How does viruses cause disease
Within these categories are different types of viruses. A coronavirus, for example, has a sphere-like shape and a helical capsid containing RNA. It also has an envelope with crown-like spikes on its surface. Seven coronaviruses can affect humans, but each one can change or mutate, producing many variants. Learn more about coronaviruses here. Just as there are friendly bacteria in the intestines that are essential to gut health , humans may also carry friendly viruses that help protect against dangerous bacteria, including Escherichia coli.
Viruses do not leave fossil remains, so they are difficult to trace through time. Scientists use molecular techniques to compare the DNA and RNA of viruses and find out more about where they come from.
Three competing theories try to explain the origin of viruses. In reality, viruses may have evolved in any of these ways. The regressive, or reduction, hypothesis suggests that viruses started as independent biological entities that became parasites.
Over time, they shed genes that did not help them parasitize, and became entirely dependent on the cells they inhabit. In this way, they gained the ability to become independent and move between cells.
The virus-first hypothesis suggests that viruses evolved from complex molecules of nucleic acid and proteins either before or at the same time as the first cells on Earth appeared, billions of years ago.
When a viral disease emerges, it is not always clear where it comes from. A virus exists only to reproduce. When it reproduces, particles spread to new cells and new hosts. The features of a virus affect its ability to spread. Some viruses can remain active on an object for some time. If a person with the virus on their hands touches an item, the next person can pick up that virus by touching the same object.

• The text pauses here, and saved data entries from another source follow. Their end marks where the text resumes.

PR #1470, opened 2025-05-16
Add missing names to toy weights

Alex-Vasile:
Part of deepseek model bringup.

### DIFF
--- a/sharktank/sharktank/layers/testing.py
+++ b/sharktank/sharktank/layers/testing.py
@@ -232,6 +232,7 @@ def make_mmdit_single_block_random_theta(
 
 
 def make_random_ffn_theta(
+    block_idx: int,
     in_dim: int,
     hidden_dim: int,
     dtype: torch.dtype,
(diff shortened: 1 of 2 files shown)


sogartar (commented):
I don't like this style of making the theta block having to know what block it is a part of or that the name must be prefixed by `blk`.
The correct approach is when you have generated your top level theta is for export to rename the tensors to match the theta structure.

You would have to call [rename_tensors_to_paths](https://github.com/nod-ai/shark-ai/blob/27998f83eebfa1290770138ee2ca4eb88dfdd866/sharktank/sharktank/types/theta.py#L234) and [mark_export_external_theta](https://github.com/nod-ai/shark-ai/blob/27998f83eebfa1290770138ee2ca4eb88dfdd866/sharktank/sharktank/types/theta.py#L253) before exporting to do that. We need to move towards a common path where these things happen automatically during export. This detail has been causing grief for all of us. @KyleHerndon is that last who complained about it.
For example [here](https://github.com/nod-ai/shark-ai/blob/6ef7ea633472d49cd2b85790e4f64888a8b6fdea/sharktank/sharktank/utils/export.py#L206) it is done like that but this is not what LLM models use for export. Maybe it should do the auto-rename there as well.
The point is that if we have a convergent export function that accepts a Theta as well then we would not be burned by this again.

archana-ramalingam (approved):

archana-ramalingam:
> I don't like this style of making the attention having to know what block it is a part of or that the name must be prefixed by `blk`. The correct approach is when you have generated your top level theta is for export to rename the tensors to match the theta structure.
> 
> You would have to call [rename_tensors_to_paths](https://github.com/nod-ai/shark-ai/blob/27998f83eebfa1290770138ee2ca4eb88dfdd866/sharktank/sharktank/types/theta.py#L234) and [mark_export_external_theta](https://github.com/nod-ai/shark-ai/blob/27998f83eebfa1290770138ee2ca4eb88dfdd866/sharktank/sharktank/types/theta.py#L253) before exporting to do that. We need to move towards a common path where these things happen automatically during export. This detail has been causing grief for all of us. @KyleHerndon is that last who complained about it. For example [here](https://github.com/nod-ai/shark-ai/blob/6ef7ea633472d49cd2b85790e4f64888a8b6fdea/sharktank/sharktank/utils/export.py#L206) it is done like that but this is not what LLM models use for export. Maybe it should do the auto-rename there as well. The point is that if we have a convergent export function that accepts a Theta as well then we would not be burned by this again.

Can we create an issue elaborating the pain points of our current methods, so that we can track and decide on a sensible solution?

The object is known as a fomite. Viruses often change over time. Some of these changes are very small and do not cause concern, but others can be more significant.
Significant changes could make a virus more transmissible, as has been the case with the B. They may also help the virus evade the immune system or existing treatments. For example, doctors use several drugs in combination to treat HIV so that it is harder for the virus to develop resistance to treatment.

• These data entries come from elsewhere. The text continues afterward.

PR #1474, opened 2025-05-19
Shortfin gpu topk

stbaione:
## Description

Stacked on #1422 

This PR wires up the `topk` kernel from `sharktank` through the `shortfin LLM server`.

Similarly to `argmax`, if the model is exported with `topk > 1`, it will return the indices and subset of values that correspond to the `k` highest scoring logits, in sorted order.

If an invalid combination of `SeverParams or GenReqInput` with `ModelParams` is used, the server returns a `400` error, with this body:

```json
{
    "error": "Requested top-k larger than exported top-k",
    "code": "INVALID_REQUEST_ARGS",
    "exported_topk": 4,
    "requested_topk": 8
}
```

We won't see any performance improvements from using the gpu based `topk` route, until the [codegen performance is fixed](https://github.com/iree-org/iree/issues/20772)


rsuderman (approved):

sharktank/sharktank/models/llm/llm.py
```diff
@@ -153,6 +153,16 @@ def argmax(
...
+    def topk(
+        self,
+        logits: torch.Tensor,
+        k: int,
+        chunk_size: int,
+    ):
+        return ops.topk(
+            logits, k=k, dim=-1, largest=True, sorted=True, chunk_size=chunk_size
+        )
+
```
Groverkss, line 165: Why is a llm model exposing a topk kernel?

Groverkss: I know topk/argmax should be done on the device side instead of the host side, but why is it part of the model? You should directly use ops.argmax/ops.topk in the export script. If you want to export topk/argmax as functions for shortfin to use then use fxb.export_program and export the op directly.

PR #1484, opened 2025-05-20
Fix KVCache for PP>1 TP=1

Alex-Vasile:
Missed in #1404.


sharktank/sharktank/layers/paged_attention.py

Influenza viruses can also do so-called antigenic shift. This can happen if a host cell has become infected with two different types of influenza virus. For instance, pigs can often serve as a mixing vessel for avian and human influenza viruses. One explanation for viral virulence is that it facilitates transmission.

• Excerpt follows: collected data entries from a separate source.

PR #1486, opened 2025-05-20
[sharktank] Add Latent attention changes and Deepseek config

archana-ramalingam:
- Add Latent attention changes 
- Add Deepseek config changes


sharktank/sharktank/layers/configs/llm_configs.py
```diff
@@ -45,36 +46,119 @@ class LlamaHParams:
...
             p, f"{name_prefix}.rope.dimension_count", default_rope_dimension_count
         )
+        expert_count = _optional_int_prop(
+            p, f"{name_prefix}.expert_count", default_expert_count
+        )
 
         attention_softcap = 30.0 if name_prefix == "grok" else None
 
+        if name_prefix == "deepseek2":
+            default_n_expert_groups = 8
```
rsuderman, line 107: Move this to a helper to avoid the single large block for deepseek. Just makes it easier for skimming. And have the helper return a `dict`. Comment below will help that make sense.

sharktank/sharktank/layers/configs/llm_configs.py
```diff
@@ -88,18 +172,33 @@ def from_gguf_props(p: dict[str, Any]):
             attention_head_count_kv=_optional_int_prop(
                 p, f"{name_prefix}.attention.head_count_kv", attention_head_count
             ),
-            attn_head_dim=rope_dimension_count,
+            attn_head_dim=attn_head_dim,
```
rsuderman, line 175: For any of these new parameters that are deepseek specific we can do the following.

If we have a dict with `{"q_lora_rank":q_lora_rank}` we can just pass this to the constructor `**architecture_specialization`. This expansion just lets architecture specific customization to be passed around as dictionaries instead.

sharktank/sharktank/layers/paged_llama_attention_block.py
```diff
@@ -108,9 +136,55 @@ def __init__(
...
+        embedding: RotaryEmbeddingLayer,
+        embedding_batch_mask: torch.Tensor,
+    ):
+        """
+        x:
+            input token embeddings.
+            shape is (batch_size, sequence_length, embedding_length)
+        """
+        if self.attn_type == "gqa":
+            bs, batch_seq_len, _ = x.shape
```
rsuderman, line 152: Move this to a `self.gqa_attention` helper that we invoke. Lets people dive into specifics a little more easily.

sharktank/sharktank/layers/paged_attention.py
```diff
@@ -945,6 +958,8 @@ def repeat_kv(x: torch.Tensor) -> torch.Tensor:
                 scale=None,  # defaults to 1/sqrt(dim)
             )
 
+        return attn_output
```
rsuderman, line 961: Is there a reason we changed to this formatting? Generally returning from each `if ` makes readability a little easier as you can identify early termination (though if we do this the `else` above should just be remove and `scaled_dot_product_attention` should just happen as a follow up to each other else.

rsuderman (changes requested):

sharktank/sharktank/layers/paged_llama_attention_block.py
archana-ramalingam: Done

sharktank/sharktank/layers/configs/llm_configs.py
```diff
@@ -173,32 +103,19 @@ def from_gguf_props(p: dict[str, Any]):
...
-            n_limited_groups=n_limited_groups,
             rope_dimension_count=rope_dimension_count,
             rope_freq_base=_optional_float_prop(
                 p, f"{name_prefix}.rope.freq_base", default_rope_freq_base
             ),
-            rope_scaling_type=rope_scaling_type,
-            rope_scaling_factor=rope_scaling_factor,
-            rope_scaling_original_context_length=rope_scaling_original_context_length,
-            rope_scaling_yarn_log_multiplier=rope_scaling_yarn_log_multiplier,
+            custom=custom_configs,
```
rsuderman, line 118: So here I would do `**custom_config` and still have the named values in your `LLaMaHParams` this way you can still have validationg that the names match to params. Its just a nice trick that allows you to optionally populate args.

sharktank/sharktank/layers/configs/llm_configs.py
```diff
@@ -47,41 +48,19 @@ class LlamaHParams:
     attention_layer_norm_rms_epsilon: float
     attention_head_count_kv: int
 
-    # Deepseek Multi-Latent Attention config
-    q_lora_rank: Optional[int] = None
```
rsuderman: So I would keep these configs around, just use the `dict` trick to avoid specifying all of them when some are optional

rsuderman (approved):

sharktank/sharktank/layers/paged_attention.py
```diff
@@ -219,6 +218,10 @@ def write_timestep(
             index = index * self.block_seq_stride + page_offset
 
             values = ops.to(cache_partition, dtype=page_table.dtype)
+
+            if isinstance(values, ShardedTensor) and type(values) != type(page_table):
+                values = ops.reshard_like(values, like=page_table)
+
```
Groverkss, line 224: Do we need to expose these sharding details here? Also there should be documentation why we are doing this, this is not obvious.

Groverkss (commented):
Can you add me as a reviewer next time changes are made to paged_attention.py?

sharktank/sharktank/layers/paged_attention.py
Groverkss: There is a ShardedCache class which should be exposing these sharding details. KVCache by itself isn't sharded right?

archana-ramalingam: Yes, KVCache isn't sharded by itself and ShardedCache should be able to handle this implicitly. 
This change was added before refactor, we will verify if it's plumbed through for tp and @sogartar will take care of this in a future PR that fixes current TP issues we are facing.

sogartar: We should not need this.

PR #1552, opened 2025-06-01
remove redundant object

dan-garvey:
somewhere between the refactor and some of Archana's changes, we ended up with two `self.paged_attention=` statements in our init method. I'm not sure if this is the correct solution.

### DIFF
--- a/sharktank/sharktank/layers/paged_llama_attention_block.py
+++ b/sharktank/sharktank/layers/paged_llama_attention_block.py
@@ -47,19 +47,6 @@ class PagedLlamaAttentionBlock(ThetaLayer):
         pipeline_to_device_map: tuple[tuple[int, ...], ...] | None = None,
     ):
         super().__init__(theta)
-
-        self.paged_attention = PagedAttention(
-            transformer_block_count=cache.transformer_block_count,
-            block_to_pipeline_map=block_to_pipeline_map,
-            pipeline_to_device_map=pipeline_to_device_map,
-            attn_head_count=head_count_kv,
-            attn_head_dim=head_dim,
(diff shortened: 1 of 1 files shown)


archana-ramalingam (approved):
Well, that's embarrassing. I see 2 pipeline args are being loaded from the attn block rather than from cache. They originate from config and shouldn't matter. 
So, let's also get Alex's feedback.

Alex-Vasile:
Creating the paged attention was added in [1098](https://github.com/nod-ai/shark-ai/pull/1098/files#diff-4fb0b22b51621e1860e33258ac9cd1fa3597ce0c7c1598e263761e9a5d39446f) and the `self.cache = cache` call was removed.  [1486](https://github.com/nod-ai/shark-ai/pull/1486/files#diff-4fb0b22b51621e1860e33258ac9cd1fa3597ce0c7c1598e263761e9a5d39446f) added it back in, but calling it `self.paged_attention` instead.

The version provided in the argument (produced by [create_paged_kv_cache](https://github.com/nod-ai/shark-ai/blob/b95ab3b578c0016f4f86121fc9e41dbc5fabe5f5/sharktank/sharktank/utils/create_cache.py#L10)) and the one created in in this init appear to be the same.

Looking into it though `self.paged_attention` is never used. All of `PageAttention`'s methods that operate on a cache take it as an argument. So, unless we plan on refactoring the functions calls to use `self.paged_attention` I think both instances of `self.paged_attention` should be removed.

Also yes. The `block_to_pipeline_map` and `pipeline_to_device_map` argument can be removed, they're also used to create `self.paged_attention`.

However, a comparison of infections caused by two enteric viruses, poliovirus and norovirus, does not support this general view. Both viruses infect the gastrointestinal tract and are spread efficiently among humans by fecal contamination. However, norovirus infection causes vomiting and diarrhea, while poliovirus infection of the intestine is without symptoms the rare invasion of the nervous system, and subsequent paralysis, is an accidental dead end.
Both viruses have successfully colonized humans for many years, so why does only one of them cause gastrointestinal tract disease? Two recent studies of bacterial virulence provide some clues about the evolution of virulence.
In one a commensal strain of Escherichia coli was serially propagated in the presence of macrophages, which are cells of the immune system that take up and destroy the bacteria. After many such passages, bacterial clones were isolated that escape phagocytosis and killing by macrophages.
These clones had also acquired increased pathogenicity in mice. Prevention and Risk Factors. Related Issues. Clinical Trials. Article: Protective efficient comparisons among all kinds of respirators and masks for Article: Distinct mechanisms govern populations of myeloid-derived suppressor cells in chronic viral Viral Infections -- see more articles.